• **Work item**
State how many lines in the records below contain the string "uncomment", and give nothing besides that number.

^^^^^^^^^^^^^^^^

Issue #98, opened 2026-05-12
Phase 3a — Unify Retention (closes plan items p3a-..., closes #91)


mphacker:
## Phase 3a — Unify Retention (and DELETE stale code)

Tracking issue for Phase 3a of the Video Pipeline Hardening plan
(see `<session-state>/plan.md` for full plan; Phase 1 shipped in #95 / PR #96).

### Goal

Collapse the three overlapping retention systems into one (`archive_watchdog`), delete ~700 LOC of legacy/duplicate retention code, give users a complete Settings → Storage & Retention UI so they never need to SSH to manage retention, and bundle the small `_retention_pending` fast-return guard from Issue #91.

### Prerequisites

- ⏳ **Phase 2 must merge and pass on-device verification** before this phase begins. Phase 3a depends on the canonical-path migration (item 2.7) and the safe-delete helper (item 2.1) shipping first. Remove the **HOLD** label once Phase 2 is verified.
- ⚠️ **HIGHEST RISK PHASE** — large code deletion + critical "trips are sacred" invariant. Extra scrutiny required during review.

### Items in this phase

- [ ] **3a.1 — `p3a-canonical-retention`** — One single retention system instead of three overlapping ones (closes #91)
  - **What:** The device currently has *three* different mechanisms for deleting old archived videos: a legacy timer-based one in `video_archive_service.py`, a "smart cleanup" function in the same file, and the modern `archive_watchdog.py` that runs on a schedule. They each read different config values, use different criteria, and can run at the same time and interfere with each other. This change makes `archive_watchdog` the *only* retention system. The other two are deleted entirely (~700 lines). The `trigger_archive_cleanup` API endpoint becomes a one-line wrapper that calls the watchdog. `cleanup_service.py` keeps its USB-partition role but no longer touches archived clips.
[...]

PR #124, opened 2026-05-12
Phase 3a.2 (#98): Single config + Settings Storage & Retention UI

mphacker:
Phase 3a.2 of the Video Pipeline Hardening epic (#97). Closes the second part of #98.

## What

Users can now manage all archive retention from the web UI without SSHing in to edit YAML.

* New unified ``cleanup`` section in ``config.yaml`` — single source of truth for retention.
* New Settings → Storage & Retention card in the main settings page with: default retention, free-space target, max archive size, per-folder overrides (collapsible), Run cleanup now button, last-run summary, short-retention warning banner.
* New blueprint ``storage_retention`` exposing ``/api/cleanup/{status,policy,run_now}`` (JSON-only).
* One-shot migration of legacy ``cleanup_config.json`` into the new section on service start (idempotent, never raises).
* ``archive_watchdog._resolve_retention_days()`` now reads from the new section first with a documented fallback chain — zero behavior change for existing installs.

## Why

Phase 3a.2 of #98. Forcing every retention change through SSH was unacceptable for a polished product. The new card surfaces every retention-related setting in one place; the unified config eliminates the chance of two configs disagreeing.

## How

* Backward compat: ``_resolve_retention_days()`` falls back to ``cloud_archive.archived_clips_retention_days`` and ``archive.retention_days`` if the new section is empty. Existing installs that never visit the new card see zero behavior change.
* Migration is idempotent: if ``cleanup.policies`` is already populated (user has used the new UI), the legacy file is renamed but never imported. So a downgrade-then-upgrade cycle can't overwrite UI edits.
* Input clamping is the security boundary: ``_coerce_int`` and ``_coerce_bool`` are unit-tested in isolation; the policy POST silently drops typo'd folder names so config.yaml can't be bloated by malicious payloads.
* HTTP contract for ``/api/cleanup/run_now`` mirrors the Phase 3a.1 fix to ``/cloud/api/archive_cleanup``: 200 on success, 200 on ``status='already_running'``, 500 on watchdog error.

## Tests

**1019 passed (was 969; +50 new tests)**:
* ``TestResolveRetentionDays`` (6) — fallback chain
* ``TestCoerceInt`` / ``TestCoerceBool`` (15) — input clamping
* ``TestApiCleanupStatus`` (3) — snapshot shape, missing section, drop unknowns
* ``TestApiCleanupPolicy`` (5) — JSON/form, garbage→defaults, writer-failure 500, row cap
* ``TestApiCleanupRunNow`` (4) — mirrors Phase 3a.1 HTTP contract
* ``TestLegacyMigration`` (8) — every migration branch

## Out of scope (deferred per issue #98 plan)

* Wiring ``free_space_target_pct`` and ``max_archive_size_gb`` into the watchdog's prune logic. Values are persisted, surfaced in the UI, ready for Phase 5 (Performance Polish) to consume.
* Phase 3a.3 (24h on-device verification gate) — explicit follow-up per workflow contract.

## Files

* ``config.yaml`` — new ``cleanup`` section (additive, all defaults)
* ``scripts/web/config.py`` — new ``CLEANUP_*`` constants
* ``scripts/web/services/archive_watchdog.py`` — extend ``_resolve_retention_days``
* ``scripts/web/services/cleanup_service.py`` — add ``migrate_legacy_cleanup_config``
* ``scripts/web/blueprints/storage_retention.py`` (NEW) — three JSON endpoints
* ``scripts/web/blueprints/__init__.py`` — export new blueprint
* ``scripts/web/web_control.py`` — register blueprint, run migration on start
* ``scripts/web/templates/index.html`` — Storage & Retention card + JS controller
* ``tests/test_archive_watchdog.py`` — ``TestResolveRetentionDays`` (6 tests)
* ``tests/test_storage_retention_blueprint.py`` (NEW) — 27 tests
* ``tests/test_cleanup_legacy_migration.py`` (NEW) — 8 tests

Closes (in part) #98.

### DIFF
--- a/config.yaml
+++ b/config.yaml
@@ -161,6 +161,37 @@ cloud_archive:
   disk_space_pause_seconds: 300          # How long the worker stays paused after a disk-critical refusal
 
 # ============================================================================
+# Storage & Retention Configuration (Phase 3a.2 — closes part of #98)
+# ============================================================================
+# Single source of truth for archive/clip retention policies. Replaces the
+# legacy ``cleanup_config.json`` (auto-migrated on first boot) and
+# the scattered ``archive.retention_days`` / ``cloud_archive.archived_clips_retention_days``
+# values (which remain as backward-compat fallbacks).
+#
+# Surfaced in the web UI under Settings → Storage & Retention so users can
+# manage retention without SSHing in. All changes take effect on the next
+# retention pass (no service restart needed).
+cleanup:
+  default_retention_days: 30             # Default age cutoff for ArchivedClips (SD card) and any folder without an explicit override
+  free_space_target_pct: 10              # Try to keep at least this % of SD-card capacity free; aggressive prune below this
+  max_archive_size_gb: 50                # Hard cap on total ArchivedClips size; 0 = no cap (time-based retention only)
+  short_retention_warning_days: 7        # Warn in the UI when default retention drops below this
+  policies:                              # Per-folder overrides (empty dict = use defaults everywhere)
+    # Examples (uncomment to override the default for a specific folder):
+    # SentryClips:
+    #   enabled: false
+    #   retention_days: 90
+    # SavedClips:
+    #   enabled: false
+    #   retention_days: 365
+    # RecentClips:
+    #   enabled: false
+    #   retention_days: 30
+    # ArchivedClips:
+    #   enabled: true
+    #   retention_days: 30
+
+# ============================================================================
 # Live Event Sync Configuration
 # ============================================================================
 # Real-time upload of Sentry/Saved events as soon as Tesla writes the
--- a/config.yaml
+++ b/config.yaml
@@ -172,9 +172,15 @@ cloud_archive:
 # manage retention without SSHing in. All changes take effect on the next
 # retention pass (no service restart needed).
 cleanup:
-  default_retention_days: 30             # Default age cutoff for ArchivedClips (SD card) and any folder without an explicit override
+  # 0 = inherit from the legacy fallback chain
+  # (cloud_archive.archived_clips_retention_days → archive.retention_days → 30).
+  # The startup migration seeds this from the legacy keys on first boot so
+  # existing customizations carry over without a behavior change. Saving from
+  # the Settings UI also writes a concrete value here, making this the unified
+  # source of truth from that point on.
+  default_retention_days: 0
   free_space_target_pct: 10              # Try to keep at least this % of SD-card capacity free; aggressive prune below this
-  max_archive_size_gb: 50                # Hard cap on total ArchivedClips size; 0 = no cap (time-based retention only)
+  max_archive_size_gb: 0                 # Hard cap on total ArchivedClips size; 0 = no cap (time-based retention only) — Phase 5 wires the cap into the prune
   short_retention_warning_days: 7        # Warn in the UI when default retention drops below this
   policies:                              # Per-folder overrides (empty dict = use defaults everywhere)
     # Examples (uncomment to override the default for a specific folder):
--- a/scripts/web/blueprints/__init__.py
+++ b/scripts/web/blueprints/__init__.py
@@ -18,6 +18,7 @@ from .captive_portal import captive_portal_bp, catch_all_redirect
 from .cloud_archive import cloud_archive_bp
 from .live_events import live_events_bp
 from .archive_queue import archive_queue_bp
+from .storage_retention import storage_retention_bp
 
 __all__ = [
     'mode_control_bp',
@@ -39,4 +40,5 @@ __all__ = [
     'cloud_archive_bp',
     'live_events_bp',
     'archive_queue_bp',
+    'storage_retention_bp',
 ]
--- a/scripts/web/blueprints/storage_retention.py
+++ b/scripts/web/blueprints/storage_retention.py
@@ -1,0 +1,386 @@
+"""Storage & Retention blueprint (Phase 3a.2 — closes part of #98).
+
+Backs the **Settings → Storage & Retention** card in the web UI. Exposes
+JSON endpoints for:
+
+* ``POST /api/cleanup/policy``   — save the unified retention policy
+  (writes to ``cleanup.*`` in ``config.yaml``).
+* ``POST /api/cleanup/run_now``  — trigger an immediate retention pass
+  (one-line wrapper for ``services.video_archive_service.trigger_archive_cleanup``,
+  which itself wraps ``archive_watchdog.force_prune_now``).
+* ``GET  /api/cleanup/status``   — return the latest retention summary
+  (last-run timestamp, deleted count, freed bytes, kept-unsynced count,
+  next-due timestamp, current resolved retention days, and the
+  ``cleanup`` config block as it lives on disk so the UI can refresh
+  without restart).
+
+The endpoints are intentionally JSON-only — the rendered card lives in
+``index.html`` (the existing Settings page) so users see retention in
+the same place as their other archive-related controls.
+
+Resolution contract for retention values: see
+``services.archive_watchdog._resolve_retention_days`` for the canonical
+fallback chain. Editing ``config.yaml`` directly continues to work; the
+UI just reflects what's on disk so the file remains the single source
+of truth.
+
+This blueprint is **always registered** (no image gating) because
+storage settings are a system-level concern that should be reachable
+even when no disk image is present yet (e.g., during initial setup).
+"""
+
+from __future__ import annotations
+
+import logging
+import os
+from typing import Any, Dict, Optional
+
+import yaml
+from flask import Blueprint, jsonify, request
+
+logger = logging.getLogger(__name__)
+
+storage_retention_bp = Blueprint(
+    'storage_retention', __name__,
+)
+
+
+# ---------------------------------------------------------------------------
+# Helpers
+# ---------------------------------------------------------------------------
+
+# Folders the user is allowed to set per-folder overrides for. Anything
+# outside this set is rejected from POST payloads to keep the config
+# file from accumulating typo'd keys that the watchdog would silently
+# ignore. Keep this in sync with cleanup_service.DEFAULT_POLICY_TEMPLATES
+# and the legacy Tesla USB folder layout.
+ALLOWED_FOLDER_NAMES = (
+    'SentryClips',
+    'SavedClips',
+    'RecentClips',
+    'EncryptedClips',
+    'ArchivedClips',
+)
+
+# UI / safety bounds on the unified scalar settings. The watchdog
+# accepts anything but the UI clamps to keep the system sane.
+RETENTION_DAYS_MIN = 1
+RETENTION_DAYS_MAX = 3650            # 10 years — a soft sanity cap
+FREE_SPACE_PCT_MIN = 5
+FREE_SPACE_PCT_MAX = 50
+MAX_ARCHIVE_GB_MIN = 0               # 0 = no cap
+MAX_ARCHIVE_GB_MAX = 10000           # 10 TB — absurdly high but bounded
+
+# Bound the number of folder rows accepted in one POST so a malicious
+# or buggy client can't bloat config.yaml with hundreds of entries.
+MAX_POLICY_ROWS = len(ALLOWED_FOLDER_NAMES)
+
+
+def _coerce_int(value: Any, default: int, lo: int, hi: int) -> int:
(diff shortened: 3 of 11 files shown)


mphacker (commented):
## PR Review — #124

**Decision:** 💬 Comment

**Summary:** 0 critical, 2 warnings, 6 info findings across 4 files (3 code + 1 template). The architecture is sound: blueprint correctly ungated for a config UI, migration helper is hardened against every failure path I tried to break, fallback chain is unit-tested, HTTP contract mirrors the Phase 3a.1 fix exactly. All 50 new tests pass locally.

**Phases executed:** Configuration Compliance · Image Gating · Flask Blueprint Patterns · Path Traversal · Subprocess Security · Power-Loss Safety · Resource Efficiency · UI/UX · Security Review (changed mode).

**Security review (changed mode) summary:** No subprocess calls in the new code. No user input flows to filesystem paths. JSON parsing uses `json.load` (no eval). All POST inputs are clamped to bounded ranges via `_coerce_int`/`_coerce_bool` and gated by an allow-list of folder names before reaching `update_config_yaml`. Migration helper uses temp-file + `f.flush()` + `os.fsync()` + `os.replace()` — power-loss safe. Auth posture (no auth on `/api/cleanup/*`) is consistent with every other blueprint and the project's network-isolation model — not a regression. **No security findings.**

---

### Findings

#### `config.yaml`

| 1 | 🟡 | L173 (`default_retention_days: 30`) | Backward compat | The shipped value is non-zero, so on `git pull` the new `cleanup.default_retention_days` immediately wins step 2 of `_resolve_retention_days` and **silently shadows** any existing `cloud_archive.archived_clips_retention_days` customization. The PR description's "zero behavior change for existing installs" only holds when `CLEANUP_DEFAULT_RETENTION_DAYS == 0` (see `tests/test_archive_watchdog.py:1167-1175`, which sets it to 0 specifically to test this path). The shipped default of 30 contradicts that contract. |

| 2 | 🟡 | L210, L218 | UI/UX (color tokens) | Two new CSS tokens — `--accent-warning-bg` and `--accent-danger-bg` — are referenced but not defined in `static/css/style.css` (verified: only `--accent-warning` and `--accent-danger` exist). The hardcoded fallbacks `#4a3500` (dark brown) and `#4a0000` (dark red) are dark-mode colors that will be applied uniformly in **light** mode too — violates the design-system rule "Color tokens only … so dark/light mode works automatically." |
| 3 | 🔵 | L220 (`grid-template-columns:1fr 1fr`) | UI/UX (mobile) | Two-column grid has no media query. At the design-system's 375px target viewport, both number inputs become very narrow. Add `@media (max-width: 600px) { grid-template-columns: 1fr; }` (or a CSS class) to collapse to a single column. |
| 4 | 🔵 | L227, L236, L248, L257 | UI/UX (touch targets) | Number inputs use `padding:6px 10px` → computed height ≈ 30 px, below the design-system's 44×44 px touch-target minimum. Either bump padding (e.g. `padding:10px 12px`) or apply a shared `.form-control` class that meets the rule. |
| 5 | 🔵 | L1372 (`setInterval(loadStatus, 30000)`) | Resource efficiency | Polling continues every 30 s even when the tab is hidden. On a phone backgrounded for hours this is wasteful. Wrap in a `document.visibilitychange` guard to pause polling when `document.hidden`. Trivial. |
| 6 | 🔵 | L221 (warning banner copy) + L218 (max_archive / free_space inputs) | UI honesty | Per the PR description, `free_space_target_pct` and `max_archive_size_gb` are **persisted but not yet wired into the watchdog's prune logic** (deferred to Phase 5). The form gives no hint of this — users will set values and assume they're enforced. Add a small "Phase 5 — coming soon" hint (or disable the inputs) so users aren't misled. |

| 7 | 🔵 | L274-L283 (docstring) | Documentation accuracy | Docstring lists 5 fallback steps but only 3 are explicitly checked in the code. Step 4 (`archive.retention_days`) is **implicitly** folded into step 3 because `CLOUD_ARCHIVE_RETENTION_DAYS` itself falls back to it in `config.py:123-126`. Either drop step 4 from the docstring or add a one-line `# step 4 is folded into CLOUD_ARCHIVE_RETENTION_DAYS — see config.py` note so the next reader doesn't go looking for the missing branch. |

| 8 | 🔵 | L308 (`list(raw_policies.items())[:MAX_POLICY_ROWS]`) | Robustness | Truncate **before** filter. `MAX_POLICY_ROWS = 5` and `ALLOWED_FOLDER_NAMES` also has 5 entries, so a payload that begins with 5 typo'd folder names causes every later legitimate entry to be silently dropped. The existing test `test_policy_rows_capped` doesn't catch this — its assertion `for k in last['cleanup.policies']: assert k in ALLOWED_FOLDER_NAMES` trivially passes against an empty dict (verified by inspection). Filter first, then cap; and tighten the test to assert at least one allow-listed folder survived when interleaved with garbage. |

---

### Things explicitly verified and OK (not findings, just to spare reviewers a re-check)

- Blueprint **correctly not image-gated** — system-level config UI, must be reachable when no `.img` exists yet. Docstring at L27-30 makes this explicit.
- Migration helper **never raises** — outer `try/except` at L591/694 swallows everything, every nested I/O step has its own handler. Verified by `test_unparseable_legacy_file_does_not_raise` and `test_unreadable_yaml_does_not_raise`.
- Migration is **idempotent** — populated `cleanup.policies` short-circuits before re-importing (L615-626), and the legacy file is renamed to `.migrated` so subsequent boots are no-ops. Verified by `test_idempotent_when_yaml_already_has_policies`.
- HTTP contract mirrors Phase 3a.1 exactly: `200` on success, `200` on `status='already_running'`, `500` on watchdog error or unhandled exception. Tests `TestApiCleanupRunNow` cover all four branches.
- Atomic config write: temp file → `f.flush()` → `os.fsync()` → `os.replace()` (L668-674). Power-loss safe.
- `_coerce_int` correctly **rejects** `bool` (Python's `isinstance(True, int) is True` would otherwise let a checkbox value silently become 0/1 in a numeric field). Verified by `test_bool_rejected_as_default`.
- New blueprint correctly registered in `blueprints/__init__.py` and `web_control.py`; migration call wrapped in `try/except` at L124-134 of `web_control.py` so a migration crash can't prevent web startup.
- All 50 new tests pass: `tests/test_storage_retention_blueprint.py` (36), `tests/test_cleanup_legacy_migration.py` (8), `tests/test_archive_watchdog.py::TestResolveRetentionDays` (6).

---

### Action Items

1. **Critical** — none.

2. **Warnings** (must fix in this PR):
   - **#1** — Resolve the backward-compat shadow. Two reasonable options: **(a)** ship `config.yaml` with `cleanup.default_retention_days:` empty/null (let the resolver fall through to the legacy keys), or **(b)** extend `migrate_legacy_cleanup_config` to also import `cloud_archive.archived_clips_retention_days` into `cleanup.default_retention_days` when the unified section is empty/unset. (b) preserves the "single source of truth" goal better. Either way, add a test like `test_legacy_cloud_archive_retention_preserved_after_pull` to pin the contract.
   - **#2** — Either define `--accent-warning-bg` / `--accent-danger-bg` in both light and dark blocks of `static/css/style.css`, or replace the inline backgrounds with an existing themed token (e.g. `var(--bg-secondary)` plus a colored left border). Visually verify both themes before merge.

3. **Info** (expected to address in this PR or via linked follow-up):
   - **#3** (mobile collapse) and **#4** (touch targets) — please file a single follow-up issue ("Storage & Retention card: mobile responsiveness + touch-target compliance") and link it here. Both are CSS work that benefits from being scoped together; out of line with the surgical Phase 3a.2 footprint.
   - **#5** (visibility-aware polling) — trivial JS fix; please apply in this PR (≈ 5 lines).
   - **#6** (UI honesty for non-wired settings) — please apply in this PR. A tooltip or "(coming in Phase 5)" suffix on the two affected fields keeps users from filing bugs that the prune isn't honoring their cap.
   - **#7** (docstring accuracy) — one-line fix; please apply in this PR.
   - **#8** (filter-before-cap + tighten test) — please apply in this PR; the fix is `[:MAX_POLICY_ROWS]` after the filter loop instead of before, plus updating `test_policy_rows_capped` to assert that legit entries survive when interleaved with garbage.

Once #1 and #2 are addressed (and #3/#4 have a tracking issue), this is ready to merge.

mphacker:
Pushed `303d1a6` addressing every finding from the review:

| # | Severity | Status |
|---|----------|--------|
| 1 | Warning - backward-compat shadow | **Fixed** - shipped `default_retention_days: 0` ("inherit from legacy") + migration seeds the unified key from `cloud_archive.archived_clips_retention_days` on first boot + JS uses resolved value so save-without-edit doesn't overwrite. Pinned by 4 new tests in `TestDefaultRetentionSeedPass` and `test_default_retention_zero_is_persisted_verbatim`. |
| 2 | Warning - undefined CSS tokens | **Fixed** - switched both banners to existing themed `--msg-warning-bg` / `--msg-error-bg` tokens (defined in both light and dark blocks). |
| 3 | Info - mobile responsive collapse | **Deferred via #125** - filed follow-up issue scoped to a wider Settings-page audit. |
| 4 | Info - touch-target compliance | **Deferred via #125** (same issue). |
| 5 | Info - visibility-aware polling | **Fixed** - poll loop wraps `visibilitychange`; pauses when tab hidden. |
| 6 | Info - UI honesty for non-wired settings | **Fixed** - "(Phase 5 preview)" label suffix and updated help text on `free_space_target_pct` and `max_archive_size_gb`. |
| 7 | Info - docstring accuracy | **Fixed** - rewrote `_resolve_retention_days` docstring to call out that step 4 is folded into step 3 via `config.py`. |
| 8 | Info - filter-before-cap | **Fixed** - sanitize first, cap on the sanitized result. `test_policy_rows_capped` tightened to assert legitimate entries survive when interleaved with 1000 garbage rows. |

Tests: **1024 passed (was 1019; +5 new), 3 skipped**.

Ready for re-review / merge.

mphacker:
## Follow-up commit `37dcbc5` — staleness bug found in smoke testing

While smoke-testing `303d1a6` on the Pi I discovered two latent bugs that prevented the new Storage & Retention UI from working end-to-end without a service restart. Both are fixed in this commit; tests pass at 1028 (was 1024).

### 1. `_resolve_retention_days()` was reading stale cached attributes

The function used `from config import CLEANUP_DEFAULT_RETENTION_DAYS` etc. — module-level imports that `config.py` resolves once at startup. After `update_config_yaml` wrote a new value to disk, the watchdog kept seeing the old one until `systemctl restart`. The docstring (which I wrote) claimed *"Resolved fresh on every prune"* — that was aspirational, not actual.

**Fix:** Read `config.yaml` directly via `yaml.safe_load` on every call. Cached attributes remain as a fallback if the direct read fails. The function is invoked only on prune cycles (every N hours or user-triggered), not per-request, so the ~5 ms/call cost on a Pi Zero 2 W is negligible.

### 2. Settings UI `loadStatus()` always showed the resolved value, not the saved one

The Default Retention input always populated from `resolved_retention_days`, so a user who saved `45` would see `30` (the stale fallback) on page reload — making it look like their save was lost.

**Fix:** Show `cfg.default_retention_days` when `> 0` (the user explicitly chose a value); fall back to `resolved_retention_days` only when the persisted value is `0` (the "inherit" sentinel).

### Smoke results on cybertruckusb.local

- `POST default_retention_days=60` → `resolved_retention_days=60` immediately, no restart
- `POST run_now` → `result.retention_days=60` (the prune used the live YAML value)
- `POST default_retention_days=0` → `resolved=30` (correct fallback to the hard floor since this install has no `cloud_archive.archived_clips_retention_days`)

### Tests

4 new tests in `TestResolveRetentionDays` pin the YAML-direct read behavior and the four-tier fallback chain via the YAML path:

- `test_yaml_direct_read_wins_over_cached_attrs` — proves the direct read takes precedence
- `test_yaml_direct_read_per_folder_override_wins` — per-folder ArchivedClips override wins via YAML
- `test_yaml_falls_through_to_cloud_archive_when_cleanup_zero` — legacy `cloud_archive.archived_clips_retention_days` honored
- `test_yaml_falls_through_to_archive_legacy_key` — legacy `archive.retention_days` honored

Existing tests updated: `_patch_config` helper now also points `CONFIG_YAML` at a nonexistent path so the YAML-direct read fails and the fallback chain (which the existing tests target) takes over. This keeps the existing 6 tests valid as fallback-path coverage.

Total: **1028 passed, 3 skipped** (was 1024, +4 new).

^^^^^^^^^^^^^^^^

• **Task solution**
2